● Instructions for the task
Reproduce the data below line by line, from its first line to the line with "There is a new", both included, and nothing past that point.

Stored items

+ + + +

Issue #936, opened 2020-05-15
X11 shell does not support file dialogs.


luleyleo:
See the [Zulip conversation](https://xi.zulipchat.com/#narrow/stream/147926-druid/topic/FileDialogOptions.20no.20effect.20on.20linux/near/196377266).

Finnerale:
There is a new Rust library which implements file dialogs using `zenity` and `kdialog`:
https://github.com/balthild/native-dialog-rs

xStrom:
I noticed that library too and checked its alert code, as I've been working in that area recently. The implementation is super naive and simple. More power to them and great for little toy projects, but I don't think there's anything there for us.

raphlinus:
This is of course a known limitation of using a low level library. My personal feeling is that the best way going forward is to write a file dialog in druid, but that's a nontrivial undertaking of course.

xStrom:
The `zenity`/`kdialog` vs custom druid implmentation question comes up with X11 alerts as well. I've been going back and forth in my mind, but lately leaning towards custom alerts. Alerts are easier to implement than file dialogs, so this could serve as a test case of sorts to see how the work/result compares to just using the binaries.

In the alert case the custom alerts can be useful on Windows/macOS too for more complex cases, because it would be easy to embed custom widgets into the alert dialog for some advanced functionality.

saucesaft:
https://github.com/x42/sofd bindings of this c library could be useful, so the wheel is not rewritten.

jplatte:
On Linux, it would be useful to use the desktop portal DBus protocol for this. See https://belmoussaoui.com/article/13-oxidizing-portals :)

In addition to not requiring a druid file dialog implementation (though I would love to eventually see one), this would allow flatpak-sandboxed applications to open files that aren't otherwise accessible to them AFAIK.

Finnerale:
That post is a nice overview, not sure how I missed it…

I haven't brought up portals so far because they used to have no support for opening directories for whatever reason, but looks like they finally fixed that with the last edition. Definitely worth a try.

jneem:
Most likely you "missed" it because it was only just written :)

Maan2003:
Fixed by #2153

PR #1774, opened 2021-05-11
Support for open/save dialogs on x11.

jneem:
This is a first stab at doing open/save in the x11 backend (addressing #936). Very much in a WIP state, but I'm opening this because I have a few unresolved questions.

This is using the freedesktop.org DBus specification to launch a native file dialog, as suggested in #936. Of course it would be nice to have a druid-native dialog also, but this has the advantages of (a) being less work and (b) having support in the flatpak sandbox.

## Dependencies

This introduces a number of new dependencies:
- `zbus`/`zvariant`/`serde`: these are pretty much required for using DBus, I think.
- `zvariant_derive`: could be avoided; it's currently saving about 50 lines of serde boilerplate.

I'm not currently depending on the [`ashpd`](https://github.com/bilelmoussaoui/ashpd), although I'd kind of like to. It would save probably around 100 lines right now, but has some advantages and disadvantages:
- it's new, and doesn't seem to be used much yet
- on the other hand, the maintainer is super responsive (and has been to me in the past)
- it has a bunch of stuff we don't need
- but we might want some of them in the future (e.g. notifications, trash, printing)

### DIFF
--- a/druid-shell/src/platform/x11/dbus.rs
+++ b/druid-shell/src/platform/x11/dbus.rs
@@ -34,17 +34,12 @@ fn response_thread(
                     let response = msg.body::<ResponseResult<FileDialogResponse>>()?;
                     let file_info = if let ResponseType::Success = response.0 {
                         // FIXME: what are we supposed to do if there are multiple files?
-                        response.1.uris.first().and_then(|s| {
-                            // FIXME: we get a URI, but we want a path. There must be a less hacky
-                            // way to do this...
-                            if s.starts_with("file://") {
-                                Some(FileInfo {
-                                    path: s[7..].into(),
-                                })
-                            } else {
-                                None
-                            }
-                        })
+                        response
+                            .1
+                            .uris
+                            .first()
+                            .and_then(|s| s.strip_prefix("file://"))
+                            .map(|s| FileInfo { path: s.into() })
                     } else {
                         None
                     };
@@ -79,7 +74,10 @@ impl DbusHandle {
         let connection = Connection::new_session()?;
         let proxy = FileChooserProxy::new(&connection)?;
 
-        let title = options.title.clone().unwrap_or("Open file".to_owned());
+        let title = options
+            .title
+            .clone()
+            .unwrap_or_else(|| "Open file".to_owned());
         let opts = OpenOptions::from(options);
         let reply = proxy.open_file(&format!("x11:{}", window), &title, opts)?;
         let tok = FileDialogToken::next();
@@ -98,7 +96,10 @@ impl DbusHandle {
         let connection = Connection::new_session()?;
         let proxy = FileChooserProxy::new(&connection)?;
 
-        let title = options.title.clone().unwrap_or("Save as".to_owned());
+        let title = options
+            .title
+            .clone()
+            .unwrap_or_else(|| "Save as".to_owned());
         let opts = SaveOptions::from(options);
         let reply = proxy.save_file(&format!("x11:{}", window), &title, opts)?;
         let tok = FileDialogToken::next();
@@ -166,7 +167,7 @@ impl From<crate::FileDialogOptions> for OpenOptions {
             directory: opts.select_directories,
             filters: opts
                 .allowed_types
-                .unwrap_or(Vec::new())
+                .unwrap_or_else(Vec::new)
                 .into_iter()
                 .map(Into::into)
                 .collect(),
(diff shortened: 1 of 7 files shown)


druid-shell/src/platform/x11/dbus.rs
```diff
@@ -0,0 +1,264 @@
...
+        {
+            if let Some(reply_path) = msg.header()?.path()? {
+                if &path == reply_path {
+                    let response = msg.body::<ResponseResult<FileDialogResponse>>()?;
+                    let file_info = if let ResponseType::Success = response.0 {
+                        // FIXME: what are we supposed to do if there are multiple files?
+                        response.1.uris.first().and_then(|s| {
+                            // FIXME: we get a URI, but we want a path. There must be a less hacky
+                            // way to do this...
+                            if s.starts_with("file://") {
```
ForLoveOfCats, line 40: [strip_prefix](https://doc.rust-lang.org/std/primitive.str.html#method.strip_prefix)?

That's what I use in my editor for handling URIs from LSP servers but my understanding is that there are other complications that can arise

jneem:
Yeah, unfortunately `zbus` isn't small (it adds 500k to a release binary), but I definitely don't think we should roll our own DBus implementation. The alternative seems to be [`dbus`](https://github.com/diwic/dbus-rs), which is a wrapper around the C library. I'm more inclined to go for the pure-rust version, though (plus, it's part of the official upstream DBus organization).

The other dependencies are less critical, but also much smaller :shrug:

runiq:
Nothing but love for this PR <3

psychon:
If you want, I can actually try this out, but just from looking at the code: What happens if `org.freedesktop.portal.FileChooser` is unowned? I'd expect the DBus daemon to reply with some kind of error, but the code seems to ignore that error...?

(I might also just be misunderstanding how DBus works and this might all be fine)

Maan2003:
works! 
But if I have 2 X servers running at tty1 and tty2. application is running on tty2. the file selector opens on tty1 :confused:

jneem:
>  I'd expect the DBus daemon to reply with some kind of error, but the code seems to ignore that error...?

Good point! I think long term we'll want to fall back to our own druid-implemented file dialog. But that's a lot of work, so for now I'll just log an error.

jneem:
> works!
> But if I have 2 X servers running at tty1 and tty2. application is running on tty2. the file selector opens on tty1 confused

hm, that's worrying. My understanding (from [here](https://www.freedesktop.org/wiki/Software/dbus/) was that dbus runs a daemon for each user login session, so I was expecting that to help somehow. I'll see if I can find some time to play around with this later in the week.

jneem:
So despite what the dbus page says, arch linux (and maybe other distros, I didn't check) has been doing per-user (instead of per-login-session) dbusses [since 2015](https://archlinux.org/news/d-bus-now-launches-user-buses/). I see some discussion [here](https://mail.gnome.org/archives/desktop-devel-list/2014-January/msg00079.html) about involving the `$DISPLAY` variable somehow, but I don't know about more recent status...

cmyr:
What's the status of this? I don't have a great set up for testing on linux right now, but I'd like to help get this merged if there's anything I can do?

jneem:
It's currently blocked because xdg-desktop-portal [doesn't support](https://github.com/flatpak/xdg-desktop-portal/issues/586) having more than one X session open, and I'm not sure whether they have any plans to...

Maan2003:
I am in favor of leaving multiple X servers as a todo and merging this because running multiple X servers isn't very common anyways :shrug:

jneem:
I agree that it isn't common, but the main thing that bothers me is that fixing this isn't actually something that we *can* do: we're using someone else's protocol and so we rely on them accepting a fix. If they aren't willing to do that, then this isn't a long-term solution.

JAicewizard:
Is there any reason we rely on flatpak?

jneem:
`xdg-desktop-portal` defines the dbus protocols that we use. It was originally created for flatpak because applications that use those protocols are easy to sandbox.

bilelmoussaoui:
note that the portals are also used by snap

jneem:
Superseded by #2153

goddaneel:
Same problem, at first I thought it was a steam issue. I just found this repository, forgive me if I may have filed an issue in the wrong place.

https://github.com/flatpak/flatpak/issues/6209

I'd actually be more interested in determining if this issue is limited to x11, if not this could be a big security issue, obviously the sandbox is accessing sockets it shouldn't be.

PR #1775, opened 2021-05-12
Correctly clip the TextBox

CryZe:
By adjusting only the x component of the size before turning it into a rectangle, the right side of the rectangle gets moved to the left, which allowed the text to peak out on the right side. Inset already seems to do what subtracting the border width there was possibly intended to do, so just using the unadjusted size and then later insetting, resolves the problem entirely.

Here for reference the bug that this resolves:


Maan2003 (approved):
Looks Good. Thanks!

cmyr:
cool, I think this was a relic of an earlier version, where the padding was calculated and applied manually.

PR #1776, opened 2021-05-12
Use point/size in ClipBox instead of rect.

jneem:
This fixes a layout bug I was having, but I think it's also an
indication of a bigger issue.

The issue is that in various parts of the layout code, we expand
dimensions to the nearest display point. Besides the fact that we should
be using pixels intead of display points (IMO), this is numerically
unstable: if because of some numerical stuff you have a dimension that's
a rounding error larger than an integer number of pixels, the layout
"jumps".

What does this have to do with ClipBox? Well, ClipBox was storing its
layout rect as a `Rect`, which is stored as the coordinates of opposite
corners. When scrolling the ClipBox, the size should stay fixed but the
origin should move. But moving the origin can *change the size* very
slightly because of numerical errors converting to/from the Rect
representation. These slight errors got magnified by the pixel expansion
in other parts of the layout code.

This PR fixes the numerical imprecision in the ClipBox code, but I
suspect that the real fix is to eliminate the numerical instability.

### DIFF
--- a/druid/src/scroll_component.rs
+++ b/druid/src/scroll_component.rs
@@ -218,9 +218,9 @@ impl ScrollComponent {
     }
 
     fn calc_bar_bounds(&self, axis: Axis, port: &Viewport, env: &Env) -> Option<Rect> {
-        let viewport_size = port.rect.size();
+        let viewport_size = port.view_size;
         let content_size = port.content_size;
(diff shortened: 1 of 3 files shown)


Maan2003 (approved):
Looks good! The `.expand()` is tricky to manage :frowning_face:

PR #1777, opened 2021-05-12
Don't redo the whole layout when a ClipBox scrolls.

### LINKED ISSUE #1762: Scrolling anything causes a full re-layout
If I have a `ClipBox` anywhere in my widget tree, scrolling it (e.g. using `pan_by`) triggers a full re-layout. This was introduced in de5f88ad9, and the comment in `WidgetPod::set_viewport_offset` says:
```
// We need the parent_window_origin recalculated.
// It should be possible to just trigger the InternalLifeCycle::ParentWindowOrigin here,
// instead of full layout. Would need more management in WidgetState.
```

jneem:
Fixes #1762

### DIFF
--- a/druid/src/core.rs
+++ b/druid/src/core.rs
@@ -127,6 +127,9 @@ pub(crate) struct WidgetState {
 
     pub(crate) needs_layout: bool,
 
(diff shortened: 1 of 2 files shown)


cmyr (approved):
I think this is sensible.

PR #1779, opened 2021-05-13
X11 shell keyboard mapping

### LINKED ISSUE #1633: Remapped keys in X11 have their original value in druid
I remap my Caps Lock key to Escape using the following file in `/etc/X11/xorg.conf.d/00-keyboard.conf`:
```
Section "InputClass"
        Identifier "system-keyboard"
        MatchIsKeyboard "on"
        Option "XkbLayout" "us"
        Option "XkbOptions" "caps:escape"
EndSection
```
When I press the escape key in my druid application, using the X11 backend, I receive a `KeyEvent` where both `key` and `code` are mapped to `CapsLock`.

The remapping works in every other application installed in my system, so this was pretty surprising behaviour.

Maan2003:
Resolves #1633

~~I am using a fork of the `xcbcommon-sys` crate because it doesn't build with x11 feature enabled, waiting for meh/rust-xkbcommon-sys#5 to merged.~~ Now just running bindgen

The xkb.rs is from #1498


jneem:
Nice to see so much progress on x11! My main concern at this point is the dependence on `xkbcommon-sys`, which seems "lightly" maintained and also has a strange license...

I wonder how much work it is just to run `bindgen` ourselves?

Maan2003:
I feel same. Maintaining a `xkbcommon-sys` crate ourselves feels the best solution to me.

Maan2003:
Ready for review :)

druid-shell/src/platform/x11/xkb.rs
```diff
@@ -0,0 +1,456 @@
...
+use std::{convert::TryFrom, ptr};
+use x11rb::xcb_ffi::XCBConnection;
+
+pub struct DeviceId(c_int);
+
+/// A global xkb context object.
+///
+/// Reference counted under the hood.
+// Assume this isn't threadsafe unless proved otherwise. (e.g. don't implement Send/Sync)
+// TODO do we need UnsafeCell?
```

+ + + +

● Solution for this task
Issue #936, opened 2020-05-15
X11 shell does not support file dialogs.


luleyleo:
See the [Zulip conversation](https://xi.zulipchat.com/#narrow/stream/147926-druid/topic/FileDialogOptions.20no.20effect.20on.20linux/near/196377266).

Finnerale:
There is a new Rust library which implements file dialogs using `zenity` and `kdialog`:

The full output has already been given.